- cross-posted to:
- [email protected]
- cross-posted to:
- [email protected]
The levels of the crucial heat-trapping gases in the atmosphere reached historic highs last year, growing at near-record fast paces, according to the U.S. National Oceanic and Atmospheric Administration.
Carbon dioxide, the most important and abundant of the greenhouse gases caused by humans, rose in 2023 by the third highest amount in 65 years of record keeping, NOAA announced Friday. Scientists are also worried about the rapid rise in atmospheric levels of methane, a shorter-lived but more potent heat-trapping gas. Both jumped 5.5% over the past decade.
The 2.8 parts per million increase in carbon dioxide airborne levels from January 2023 to December, wasn’t as high as the jumps were in 2014 and 2015, but they were larger than every other year since 1959, when precise records started. Carbon dioxide’s average level for 2023 was 419.3 parts per million, up 50% from pre-industrial times.
Quite the contrary, we need to burn Methan and capture the produced carbon, regardless of how expensive it is, because Methan permiates stuff a lot better due to its smaller molecule size. Due to the significantly higher warming potential, we have to absolutely make sure there’s no Methan escaping anywhere - which it is on various natural things. And we have to capture the carbon and use existing infrastructure with synthetic fuels.
There is no time changing to different manufacturing processes.
No. We need to stop getting methane out of the ground and using it as an energy source. You are right that it has a lot higher warming potential but you know what would prevent that warming potential? Not having it come out of the ground in the first place! You are also right that it permeates quite easily…including on its way to being used. Methane as an energy source is leaky as fuck and is about in par with coal for warming potential due to how fucking leaky it is.
Also, I said there should be no expansion of carbonemitting since there are cheaper and renewable alternatives.

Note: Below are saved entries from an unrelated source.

Issue #2479, opened 2026-09-17
perf: shrink the tools/list catalog clients load


kingpanther13:
## Why

tools/list from the custom component (86 tools, ENABLE_TOOL_SEARCH off, measured 2026-09-17 against ha-mcp 8.5.0 / component 2.2.0) is 352 KB. Claude Desktop, claude.ai and Claude Code defer tool definitions: the client ingests the whole list at connect, and a tool's full definition reaches the model only when it is pulled in on demand. A 16 KB definition is therefore paid on every pull, and again when Claude Desktop builds the approval card for a call to that tool. #2367 established that Desktop's "Needs approval" dialog becomes clickable before the call is ready and a fast click drops the call (anthropics/claude-code#92014); smaller definitions shorten that window. Clients without deferral (local runtimes) carry the full 352 KB in context every session.

| Slice | Size |
|---|---|
| Total | 352 KB (avg 4.1 KB/tool) |
| Tool descriptions | 162 KB (46%) |
| Input schemas | 146 KB (41%), of which property descriptions 84 KB |
| `_meta.ha_mcp` stamps | 15 KB |

Largest definitions: `ha_config_set_automation` 16.1 KB, `ha_config_set_helper` 15.5 KB (10.7 KB of it schema), `ha_config_set_script` 12.3 KB, `ha_config_set_dashboard` 11.8 KB. These are also the write tools reported in #2367 and #2437.

`ENABLE_LITE_DOCSTRINGS` (beta) is not the answer: it removes too much, and it only touches descriptions (44 KB on this catalog), leaving schemas untouched, so `ha_config_set_helper` is still 11 KB with it on.

## Work items (each needs research before a change)

1. **Trim the full descriptions in place.** Keep the guidance the model needs at call time; move reference material that already exists in the skill pack out. Lite text stays a separate opt-in.
2. **Property descriptions vs description text.** 84 KB of schema is property descriptions, much of it restating the tool description. Check current tool-definition best practices (Anthropic tool-use guidance, MCP tool docs) to decide which of the two carries the detail and which gets cut. Cutting both is not an option.
3. **`ha_config_set_helper` schema shape.** 43 flat type-specific properties (39 `anyOf`). Investigate whether the type-specific fields can live under the existing `config` object without changing what the tool can do, and whether the component-side path can do the work HA-natively the way the dashboard tool and `ha_search` were enhanced for the custom component.
[...]

PR #2487, opened 2026-09-18
perf: omit private tool metadata without an LLM API consumer

Elioooon:
## Summary

- omit the private per-tool `_meta.ha_mcp` stamp from standalone and add-on `tools/list` responses, where it has no consumer
- pass the component's `enable_llm_api` option into the embedded server so metadata is retained only while the Home Assistant conversation-agent API is enabled
- preserve compatibility in both directions: an older component that does not pass the option keeps the historical stamp, and the component progressively drops the new keyword when running an older server package

Part of #2479 (work item 4).

## Why

The only programmatic reader is `custom_components/ha_mcp_tools/llm_api.py::_partition_tools`. Regular MCP clients and external deployments ingest the repeated exposure, pinning, and policy block without using it. Keeping the stamp for embedded LLM-API connections preserves per-tool filtering and pinned-tool mirroring.

On current `master` with tool search disabled, measured by serializing the in-memory `tools/list` models as compact UTF-8 JSON:

| mode | tools | bytes | stamped tools |
|---|---:|---:|---:|
| before | 77 | 327,750 | 77 |
| standalone after | 77 | 318,129 | 0 |
| embedded, LLM API off | 77 | 318,129 | 0 |
| embedded, LLM API on | 77 | 327,750 | 77 |

This removes 9,621 bytes (2.94%) from every external catalog response without changing tool descriptions, schemas, ordering, or call behavior.

## Validation

- `.venv/bin/pytest -q tests/src/unit/test_config_embedded_routing.py tests/src/unit/test_embedded_server.py tests/src/unit/test_llm_exposure.py` — 247 passed
- `.venv/bin/ruff check ...` — passed on all touched files
- `.venv/bin/ruff format --check ...` — passed on all touched files
- `.venv/bin/python -m compileall -q src/ha_mcp custom_components/ha_mcp_tools` — passed
- `git diff --check` — passed
- three-mode in-memory `tools/list` byte benchmark shown above

## Risk boundary

The optimization deliberately does not move or redesign the policy metadata yet. It removes the complete private namespace only where there is no reader. Embedded servers retain the previous wire shape whenever the LLM API is enabled or when an older component does not supply the new capability flag.

## New Features
- Added an embedded-server setting to enable or disable LLM API metadata.
- LLM API metadata now follows the configured embedded-server option.
- Standalone deployments do not emit embedded-server LLM API metadata.

## Bug Fixes
- Improved compatibility with older server versions that do not support the new setting.
- Embedded-server connection settings remain protected from environment-variable exposure.

## Chores
- Updated the custom component version to 2.2.1.


ghhamcp:

Patch76 (commented):
Gating the whole middleware at registration, instead of filtering the stamp per request, keeps the change small and leaves the component's `_partition_tools` path untouched whenever the LLM API is on.

What I checked:
- Both update directions hold. An older component never passes `llm_api_enabled`, so `should_emit_llm_api_metadata()` keeps the stamp. An older server rejects the keyword with `TypeError`, and `_register_embedded_connection` drops it first, before `config_dir` and `verify_ssl`.
- Toggling the Enable LLM API option reloads the entry, and `_serve` registers the connection before it builds a fresh `HomeAssistantSmartMCPServer`, so the gate is read with the new value on every start.
- Outside the component, the only reader of `_meta.ha_mcp` is the embedded e2e test, which runs with the LLM API at its default (on). The settings UI and `tools_dev.py` call `effective_llm_api_exposed` directly, and the policy live state stays available through `policies_live` in the security policy tool.
- Stable 8.5.0 shipped component 2.2.0 and master is level with it, so opening 2.2.1 follows `docs/agents/custom-component.md`.
- `test_server_llm_exposure_wiring.py` drives the real `_initialize_server` with the embedded registration set up per case, so it pins the registration gate itself rather than only the forwarded keyword.

Minor:
- `llm_exposure.py:164`: the class docstring says the stamp is "additive metadata — no tool is hidden or altered for regular MCP clients". That still holds where the stamp is emitted, but standalone and add-on clients, and embedded servers with the LLM API off, no longer get it at all. I'd state the install condition there: an embedded server with the LLM API enabled, or an older component that does not send the flag. The module docstring around line 16 ("stamps every `tools/list` entry") could carry the same condition.
- `llm_exposure.py:234`: the middleware is now only installed when `set_embedded_connection` ran, which the component does after setting `HA_MCP_EMBEDDED`, so `deployment` is always `"embedded"` in production and the `addon` / `standalone` arms are unreachable. I'd either simplify it or add a comment saying why the arms stay.
- The first commit's subject is not in English. The default squash message concatenates the commit messages into the master commit body, so rewording it in English would keep the history readable.

Elioooon:
Addressed the review in 59d221a. `llm_exposure.py` now states that metadata stamping is installed for embedded LLM-API connections (while preserving the legacy-component behavior), and documents why the deployment branches remain even though the current production registration path is embedded-only. I also reworded the original commit subject in English.

Validated with:
```
.venv/bin/ruff check src/ha_mcp/llm_exposure.py
.venv/bin/ruff format --check src/ha_mcp/llm_exposure.py
.venv/bin/pytest tests/src/unit/test_server_llm_exposure_wiring.py -q
git diff origin/master...HEAD --check
```

The focused wiring suite passes (3 tests).

Patch76 (approved):
Thanks for the quick turnaround. I checked the follow-ups at 59d221a4:
- The class docstring of `LlmExposureMiddleware` now states when `server.py` installs the middleware, including the fallback for older components that do not send the flag. That matches `should_emit_llm_api_metadata()`, which returns `True` for an embedded connection that lacks `llm_api_enabled`. The module docstring now scopes the stamping to embedded servers with the LLM API enabled.
- The comment above the policy block says why the `addon` / `standalone` arms stay.
- The first commit subject is now in English. The range-diff against the previous head shows the three earlier commits with unchanged content, and 59d221a4 as the only new one.

The delta is docstrings and a comment only, and CI is green on this head. Approving.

Why the fuck would we expand methane when it costs more and is more damaging. We also need to stop using our current sources of carbon emitting energy but that is a ways off.
Carbon capture, especially by oil companies, is currently a farce and does nothing but help oil companies put out a greenwashing marketing campaign while soaking up government subsidies to do it.

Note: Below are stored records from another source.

PR #118, opened 2021-01-25
Expose and restructure the documentation 

Zeitsperre:
The documentation can be viewed inline when browsing on Github or on ReadTheDocs https://birdhouse-deploy.readthedocs.io.

Convert all `.md` files to `.rst` files so they can be used on ReadTheDocs.

Due to the hybrid goal (view doc both while browsing Github and on ReadTheDocs), some compromise had to be made:

* all the relative links to other files in this repo are only working while browsing Github, not on RtD

* a "download" link is added to all those relative links for RtD, but annoyingly those "download" link are also visible while browsing Github but not working

The current state is not perfect.  We'll try to address the "relative links" vs "download links" work-around to have hybrid doc both when browsing Github and on ReadTheDocs another time.


docs/source/index.rst
```diff
@@ -20,6 +20,8 @@ Contents:
 
    installation
    deployment
+   birdhouse/components/README
```
tlvu, line 23: Since adding the components one, might as well add the optional-components one :)

birdhouse/optional-components/README.rst
```diff
@@ -0,0 +1,140 @@
+Optional components
```
tlvu, line 1: Not deleting the old optional-components/README.md ?

README.rst
```diff
@@ -15,6 +15,6 @@ PAVICS
 Power Analytics and Visualization for Climate Science - Powered by Birdhouse and other ESGF software
 
 How to deploy the entire PAVICS platform, see the
-`README <birdhouse/README.md>`_ and the various extra components 
+`README <birdhouse/README.rst>`_ and the various extra components
 `README for extra core components <birdhouse/components/README.rst>`_\ ,
 `README for optional components <birdhouse/optional-components/README.md>`_.
```
tlvu, line 20: optional-components/README.rst now too :)

birdhouse/README.rst
```diff
@@ -23,22 +19,18 @@ Requirements:
   Install latest docker-ce and docker-compose for the chosen distro (not the
   version from the distro).
 
-To run ``docker-compose`` for PAVICS, the `\ ``pavics-compose.sh`` <pavics-compose.sh>`_ wrapper script must be used.
-This script will source the ``env.local`` file, apply the appropriate variable substitutions on all the configuration files ".template", and run ``docker-compose`` with all the command line arguments given to ``pavics-compose.sh``. See `\ ``env.local.example`` <env.local.example>`_ for more details on what can go into the ``env.local`` file.
+To run ``docker-compose`` for PAVICS, the `pavics-compose.sh <birdhouse/pavics-compose.sh>`_ wrapper script must be used.
```
tlvu, line 22: This is odd, browsing on github, the link is also broken as well with the addition of `birdhouse` in front of `pavics-compose.sh`.  I imagine this is to fix the RtD build?

Before you spend more time on this, is it realistic to have the same kind of relative link that would work both on github and in RtD?  Maybe we want to test this feature first.

Note on github, relative links are relative to the current file, not to the root of the checkout.

birdhouse/README.rst
```diff
@@ -150,11 +138,11 @@ https://github.com/Ouranosinc/PAVICS-e2e-workflow-tests with pre-configured
 Jenkins at https://github.com/Ouranosinc/jenkins-config.
 
 For that test suite to pass, run the script
-`\ ``bootstrap-instance-for-testsuite`` <scripts/bootstrap-instance-for-testsuite>`_
+`bootstrap-instance-for-testsuite <birdhouse/scripts/bootstrap-instance-for-testsuite>`_
 to prepare your new instance.  Further documentation inside the script.
 
 Optional component
-`all-public-access <optional-components#give-public-access-to-all-resources-for-testing-purposes>`_
+`all-public-access <birdhouse/optional-components#give-public-access-to-all-resources-for-testing-purposes>`_
```
tlvu, line 145: This format was with the old `.md`, wonder if samething with new `.rst`.

birdhouse/optional-components/README.rst
```diff
@@ -0,0 +1,140 @@
...
+
+So that the url ``https://<PAVICS_FQDN>/canarie/node/service/stats`` also return
+what the end user really see (a component might work but is not accessible to
+the end user).
+
+This assume all the WPS services are public.  If not the case, make a copy of
+this config and adjust accordingly.
+
+How to enable this config in ``env.local`` (a copy from
+`env.local.example <birdhouse/env.local.example>`_):
```
tlvu, line 15: Same problem with broken relative link when browsing on github.

tlvu (changes requested):
Github browsing still broken with relative links.

You should be previewing the changes directly on Github and not in your IDE I think, so you can catch these errors faster.

tlvu:
The links in RtD is also broken. ex: https://birdhouse-deploy--118.org.readthedocs.build/en/118/birdhouse/pavics-compose.sh.

birdhouse/optional-components/README.rst
Zeitsperre: I need to find a better way for linking to non-rst files. I feel like I'm close.

birdhouse/README.rst
Zeitsperre: Would it make more sense to provide the GitHub links instead?

birdhouse/README.rst
Zeitsperre: I'm testing things with symlinks and relpaths, maybe this approach isn't working.

birdhouse/optional-components/README.rst
Zeitsperre: This has now been addressed.

docs/source/index.rst
```diff
@@ -20,6 +20,9 @@ Contents:
...
+   birdhouse/docker/geoserver/README
+   birdhouse/optional-components/README
```
tlvu, line 25: This `optional-components/README` should be right below `components/README`.

birdhouse/README.rst
tlvu: > Would it make more sense to provide the GitHub links instead?

I think probably should get relative links to work on GH first, then find a way to make it work on RtD.

It was working before on GH so let's not break that.  Then RtD is the added bonus.

I think we might have to copy all the files not `.rst` we reference to on RtD as well, else for sure the links won't work on RtD.  Either that or RtD need a automatic relative link rewrite to make it absolute link pointing to GH.

So basically in the code it's relative links so it works on GH browsing.  But during the doc build on RtD, those relative links are transformed to absolute link so no files need to be copied to RtD.

Hope such a feature exists.

Zeitsperre: I think it does. It's been a LONG time since I've done some really in-depth documentation structuring. I'm gradually getting there.

Zeitsperre:
Went in a different direction and decided to make the GitHub links work by default, with the option of downloading a given file (they're copied to RtD as downloadable files). If we want, I can go in and replace all download links with the URL to these files on GitHub, but because they aren't markdown or `rst`'s, getting them to display as raw content is only viable with the `:download:` approach.

README.rst
```diff
@@ -14,7 +14,8 @@ PAVICS
 
 Power Analytics and Visualization for Climate Science - Powered by Birdhouse and other ESGF software
 
-How to deploy the entire PAVICS platform, see the
-`README <birdhouse/README.rst>`_ and the various extra components
-`README for extra core components <birdhouse/components/README.rst>`_\ ,
-`README for optional components <birdhouse/optional-components/README.md>`_.
+For GitHub navigation, see the following README pages:
```
tlvu, line 17: Why not just keep the original text "How to deploy the entire PAVICS platform, see the following README pages:" ... cuz it reads weird if user is actually on Github.

birdhouse/README.rst
```diff
@@ -19,17 +19,17 @@ Requirements:
   Install latest docker-ce and docker-compose for the chosen distro (not the
   version from the distro).
 
-To run ``docker-compose`` for PAVICS, the `pavics-compose.sh <birdhouse/pavics-compose.sh>`_ wrapper script must be used.
+To run ``docker-compose`` for PAVICS, the `pavics-compose.sh <pavics-compose.sh>`_ (:download:`download </birdhouse/pavics-compose.sh>`) wrapper script must be used.
```
tlvu, line 22: Those `:download:download </birdhouse/pavics-compose.sh>` are actually showing up when browsing on GH.

tlvu (changes requested):
Also from here https://birdhouse-deploy--118.org.readthedocs.build/en/118/, all the README links also do not resolve.

tlvu:
Oh true, those "download" links works on RtD https://birdhouse-deploy--118.org.readthedocs.build/en/118/deployment.html

birdhouse/README.rst
tlvu: Hum probably we have to live with seeing those download instruction when browsing GH.

tlvu: Instead of using the :download role, maybe the :doc role?  https://docs.readthedocs.io/en/stable/guides/cross-referencing-with-sphinx.html#the-doc-role (I have no idea what I am saying, I never used it, just found by googling).

Zeitsperre: The `:doc:` approach only works for linking to rendered pages. This doesn't work for things that need to be presented in their raw formats (shell scripts, YAML, JSON, etc.).

The alternative is to simply provide the GitHub address to the file and perform a link-check on build. The downside is that if you add or delete a file being pointed to, the docs will need to be pushed to master before you know they work (similar to the issues with adding new PyWPS services that need to be tested online). This could also be done?

Zeitsperre:
So I had a thought last night: GitHub navigation requires Markdown-like references (``` `LINKNAME <relpath/to/non-rst-file>`_ ```), while RtD/rST needs urls (``` `LINKNAME <URLrelpath/to/non-rst-file>`_ ```). If there were an easy way to template the URL to these relpaths when building the dcos? Maybe Jinja2 could help with that? Maybe this is a bit much.

tlvu:
> What I need to know is do we set links to the CFG/YAML/JSON files on GitHub or do we copy them to RtD and serve them from there?

I would prefer copy to RtD and serve them from there so it is snapshotted.  If we link to GH from RtD, I wonder how do we lock down the version (ie if RtD was built by `changeset1`, how do we link to the files on GH at `changeset1` and not `master` that is constantly changing).

By the way, I think we can accept having the `:download` role showing up when browsing GH for now.  We can revisit later.  I feel bad you spend too much time on this already.

So if you can copy the files to RtD so the relative links work both on RtD and GH and we can remove the annoying `:download` role, that would be best.  If that seems like another rabbit hole, we can stop here.

Zeitsperre:
> I would prefer copy to RtD and serve them from there so it is snapshotted. If we link to GH from RtD, I wonder how do we lock down the version (ie if RtD was built by `changeset1`, how do we link to the files on GH at `changeset1` and not `master` that is constantly changing).

Short answer: It would be a huge pain to do this. We'd need to add commit hashes to everything, which would be feasible with Jinja, but a nightmare to maintain. Maybe there's a better way, but I don't know it.

> By the way, I think we can accept having the `:download` role showing up when browsing GH for now. We can revisit later. I feel bad you spend too much time on this already.

It's fine, I needed the practice. I'm just glad it's nearly done.

> So if you can copy the files to RtD so the relative links work both on RtD and GH and we can remove the annoying `:download` role, that would be best. If that seems like another rabbit hole, we can stop here.

The only way to do that would be to convert all the non-rst/md files to HTML source files using a different converter (vanilla Sphinx doesn't support this out of the box). It's worth looking into but not today.

README.rst
Zeitsperre: I mention GutHub here because on RtD, clicking these links won't work, last I checked.

birdhouse/components/README.rst
```diff
@@ -113,24 +112,27 @@ Comparison between the old and new autodeploy mechanism
...
+* Old single ssh deploy key is still compatible, but the new mechanism allows for different ssh deploy keys for each extra
+  repos (again, public repos should use https clone path to avoid dealing with ssh deploy keys in the first place).
 * Old install scripts are kept and can still deploy the old way.
 
 Features missing in old install scripts or how the new mechanism improves on the old install scripts:
 
-* Autodeploy of the autodeploy itself !  This is the biggest win.  Previously, if ``triggerdeploy.sh`` or ``PAVICS-deploy-notebooks`` script changes, they have to be deployed manually.  It's very annoying.  Now they are volume-mount in so are fresh on each run.
-* ``env.local`` now drive absolutely everything, source control that file and we've got a true DevOPS pipeline.
+* Autodeploy of the autodeploy itself !  This is the biggest win.  Previously, if ``triggerdeploy.sh`` (:download:`download <../deployment/triggerdeploy.sh>`)
+  or ``PAVICS-deploy-notebooks`` (TODO: @tlvu Where is this file?) script changes, they have to be deployed manually.  It's very annoying.  Now they are volume-mount in so are fresh on each run.
```
Zeitsperre, line 122: @tlvu

tlvu: It's not a file in the source tree, it's the deployed location of the script (/etc/cron.hourly/PAVICS-deploy-notebooks).  Probably change it to ``/etc/cron.hourly/PAVICS-deploy-notebooks`` and leave it without download link.

docs/source/vagrant_variables.yml.example
```diff
@@ -0,0 +1 @@
+../../vagrant_variables.yml.example
```
tlvu, line 1: @Zeitsperre What was this symlink for again?

tlvu (approved):
I don't like the download link work-around but this will be for another day.

tlvu:
@Zeitsperre Check db4d5aab1bf24a8d2cd9972b2e0a638d35533e5f I found a way to directly copy some files to the html output but it only copies to the root, we are unable to specify any destination hierarchy.

Pretty much the only feature missing to have relative link working both while browsing Github and on RtD !!!

docs/source/vagrant_variables.yml.example
Zeitsperre: Ah, it was to address the file access problem. I was exploring symlinking into the docs folder all the files I needed, but looks like you took a different approach. Looking at it all now.

tlvu: My other "approach" only works for files in `birdhouse/` folder only, all other files still need the "download links" trick.  So no nothing new, no change of direction.

Zeitsperre: It would be interesting if we could use hard links both in  `/birdhouse`  and under `/docs/source/`, but that might cause issues in other ways.

tlvu: > It would be interesting if we could use hard links both in `/birdhouse` and under `/docs/source/`, but that might cause issues in other ways.

Not sure how this is going to solve our relative links on Github not working on RtD problem.   What we really need is either

* a way to copy files into the html output folder at any location we want (the option I found in db4d5aab1bf24a8d2cd9972b2e0a638d35533e5f only copy to the root of the html output folder)

* a way to instruct RtD/Sphinx to rewrite all relative links to absolute link to Github at the same changeset of the build on RtD (ex: a relative link like `../env.local.example` should be replace with `https://github.com/bird-house/birdhouse-deploy/blob/COMMIT_HASH_OF_RTD_BUILD/birdhouse/env.local.example`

My point was more focused on synthetic methan and leave the stuff that’s safe in the ground exactly there.
You’re right about discontinuing methane extraction, but not in regards to carbon capture. Landfills, for example, produce excessive quantities of methane. Many regions have succeeded in burning the emitted methane and capturing the carbon.
Methane is 28 times more potent than carbon dioxide as a greenhouse gas. It remains in the atmosphere for a decade before breaking down into water and carbon dioxide. It’s far better to burn and capture escaping methane, even if the carbon capture isn’t perfect.
I’d love to read up on that. As far as I know some municipalities will use the landfill methane for energy but capturing the carbon is not done. Please share your source.
I do agree for landfills that it is better to capture that methane and make use of. But that is such a small portion of natural gas use that it is a rounding error. And the problem with us using LNG and gaseous methane is that it leaks like a mother fucker. It is marketed as a greener alternative compared with coal. Unfortunately because there is so much leakage, it is basically a wash when it comes to greenhouse gas emissions.
We could also cut landfill methane emissions by composting food waste and not having it in the landfill. Less methane produced, less to burn off, and less to leak out into the atmosphere.
I learned about it from my old local waste management system that incinerated with capture. The most successful region in this practice is currently Switzerland, where 100% of their waste is now recycled or incinerated.